This Glossary of Gourdon (Gurden)/Scots words has been compiled using responses from a large number of Gourdon residents of different ages and extends the Guid Gurden Words Glossary compiled by P5 Pupils at Gourdon School, 2012/2013.  It also includes contributions from former Gourdon residents and other interested parties no longer living in Gourdon. 

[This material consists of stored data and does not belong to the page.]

PR #362, opened 2021-10-04
part of PR 340 adding test_bind_dev,test_mknod_dev and test_create_devices

tommady:
as requested by separating #340 into small PRs

this one is the fourth part which is adding three test cases:

- test_bind_dev
- test_mknod_dev
- test_create_devices

please help review 🙇🏻

### DIFF
--- a/src/rootfs.rs
+++ b/src/rootfs.rs
@@ -306,13 +306,11 @@ impl RootFS {
                     bail!("{} is not a valid device path", dev.path().display());
                 }
 
-                crate::utils::create_dir_all_with_mode(
+                crate::utils::create_dir_all(
                     rootfs
                         .join(dev.path().as_in_container()?)
                         .parent()
-                        .unwrap_or_else(|| Path::new("/")),
-                    dev.uid().unwrap_or(0),
-                    Mode::from_bits_truncate(0o755),
+                        .unwrap_or_else(|| Path::new("")),
                 )?;
 
                 if bind {
--- a/src/rootfs.rs
+++ b/src/rootfs.rs
@@ -299,29 +299,29 @@ impl RootFS {
         I: IntoIterator<Item = &'a LinuxDevice>,
     {
         let old_mode = umask(Mode::from_bits_truncate(0o000));
-        if bind {
-            let _ = devices
-                .into_iter()
-                .map(|dev| {
-                    if !dev.path().starts_with("/dev") {
-                        panic!("{} is not a valid device path", dev.path().display());
-                    }
+        devices
+            .into_iter()
+            .map(|dev| {
+                if !dev.path().starts_with("/dev") {
+                    bail!("{} is not a valid device path", dev.path().display());
+                }
 
+                crate::utils::create_dir_all_with_mode(
+                    rootfs
+                        .join(dev.path().as_in_container()?)
+                        .parent()
+                        .unwrap_or_else(|| Path::new("/")),
+                    dev.uid().unwrap_or(0),
+                    Mode::from_bits_truncate(0o755),
+                )?;
+
+                if bind {
                     self.bind_dev(rootfs, dev)
-                })
-                .collect::<Result<Vec<_>>>()?;
-        } else {
-            devices
-                .into_iter()
-                .map(|dev| {
-                    if !dev.path().starts_with("/dev") {
-                        panic!("{} is not a valid device path", dev.path().display());
-                    }
-
+                } else {
                     self.mknod_dev(rootfs, dev)
-                })
-                .collect::<Result<Vec<_>>>()?;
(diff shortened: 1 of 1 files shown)


tommady:
sorry, the test failures are some kind of I don't understand...
```bash
cargo test --all --all-features --no-fail-fast
/build-script-build` (exit status: 101)
  --- stdout
    MKDIR    staticobjs
    CC       bpf.o
    CC       btf.o

  --- stderr
  Package libelf was not found in the pkg-config search path.
  Perhaps you should add the directory containing `libelf.pc'
  to the PKG_CONFIG_PATH environment variable
  No package 'libelf' found
  btf.c:18:10: fatal error: gelf.h: No such file or directory
     18 | #include <gelf.h>
        |          ^~~~~~~~
  compilation terminated.
  make: *** [Makefile:113: /home/tommady/rust/youki_tommady/target/x86_64-unknown-linux-gnu/debug/build/libbpf-sys-238adb98268543af/out/obj/staticobjs/btf.o] Error 1
```
```bash
info: when --target option is used, coverage for proc-macro and build script will not be displayed because cargo does not pass RUSTFLAGS to them
   Compiling seccomp v0.1.0 (/home/runner/work/youki/youki/seccomp)
   Compiling cgroups v0.1.0 (/home/runner/work/youki/youki/cgroups)
   Compiling youki v0.0.1 (/home/runner/work/youki/youki)
warning: field is never read: `user_namespace`
  --> src/rootless.rs:20:5
   |
20 |     pub(crate) user_namespace: Option<LinuxNamespace>,
   |     ^^^^^^^^^^^^^^^^^^^^^^^^^^^^^^^^^^^^^^^^^^^^^^^^^
   |
   = note: `#[warn(dead_code)]` on by default

warning: `youki` (lib) generated 1 warning
warning: `youki` (lib test) generated 1 warning (1 duplicate)
    Finished test [unoptimized + debuginfo] target(s) in 22.04s
     Running unittests (target/llvm-cov-target/x86_64-unknown-linux-gnu/debug/deps/youki-a853ea8c9159406b)
```
need to check more deeper, or is that a known issue? that I can wait for the fix 🙇🏻‍♂️

Furisto:
Looks like a temporary issue with the package server. I restarted the workflow.

tommady:
hi the current status is that will have a flaky failure 

```bash
test stats::tests::test_parse_space_separated_as_nested_keyed_data ... FAILED

failures:

---- stats::tests::test_parse_space_separated_as_nested_keyed_data stdout ----
thread 'stats::tests::test_parse_space_separated_as_nested_keyed_data' panicked at 'called `Result::unwrap()` on an
`Err` value: failed to open "/tmp/test_parse_newline_separated_as_nested_keyed_data/space_separated"

Caused by:
    No such file or directory (os error 2)', cgroups/src/stats.rs:589:77
```
trying to make some fix

src/rootfs.rs
```diff
@@ -940,4 +938,139 @@ mod tests {
             .get_symlink_args();
         assert_eq!(want, got)
     }
+
+    #[test]
+    #[serial]
```
utam0k, line 943: Why does this test need `#[serial]`?

src/rootfs.rs
```diff
@@ -940,4 +938,139 @@ mod tests {
...
+        };
+        let got = &rootfs
+            .syscall
+            .as_any()
+            .downcast_ref::<TestHelperSyscall>()
+            .unwrap()
+            .get_mount_args()[0];
+        assert_eq!(want, *got);
+
+        remove_file("/tmp/null").unwrap();
```
utam0k, line 971: I should have pointed this out in an earlier test, but how about using this?
https://github.com/containers/youki/blob/c4264a1096f417f2f5348c56dba375bea97af22b/src/utils.rs#L221

src/rootfs.rs
tommady: hi @utam0k , sorry I do not quite understand about the serial, 
about it, for me about this derive is telling the cargo to do the testing step by step not in parallel.

so please guide if I am wrong 🙇🏻

src/rootfs.rs
tommady: sure will address this

src/rootfs.rs
utam0k: Sure! Your understanding is correct. The `serial` is used for tests that are unstable in parallel depending on the environment in which they are run, such as using the `pipe`. It seems to me that this test does not need to be serial, perhaps with some effort.
Also, here is a script that will run the unit tests over and over again.
https://github.com/containers/youki/blob/main/hack/stress_cargo_test.sh

utam0k (approved):
Perfect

At one of the regular meetings in and hosted by Gourdon School, Senior Citizens were told of the planned "Guid Gurden Words" Glossary being compiled as part of their 'Gourdon in the Past' and  'Gourdon and the Maggie Law' Projects by Primary 5, and were invited to contribute.  Word spread and contributions flowed in from young and old, past and present Gurdeners.  The P5 Booklet has aroused great interest in the Village, with people discussing different aspects of different words and suddenly remembering more and more words from their past usage.

Although a number of words may be termed specifically Gurden, many more are Standard Scots words, with Gurden pronunciation and spelling: Gurden words are Scots words and vice and versa. Both Gurden and Scots words have acquired several later alternative spellings over the years as Scots declined as the nation’s language – the language of the royal court, the law courts, of Scots poetry and writings, of legal documents, with the Union of the Crowns when James VI of Scotland became James I of the United Kingdom (1603) and with the dissolving of the Scottish Parliament, with the Union of the Scottish and English Parliaments (1707), among other factors.  Nevertheless Scots survived and lives on today though depleted.


I hope this Glossary will prove useful not only to pupils in schools for their writings in Scots and research into different aspects of Scotland for projects and other pursuits but also for the public in general who wish to see Scots continue and flourish.  I also hope that the contributors will enjoy tracking their words in the Glossary and reviving memories of the Scots of their youth.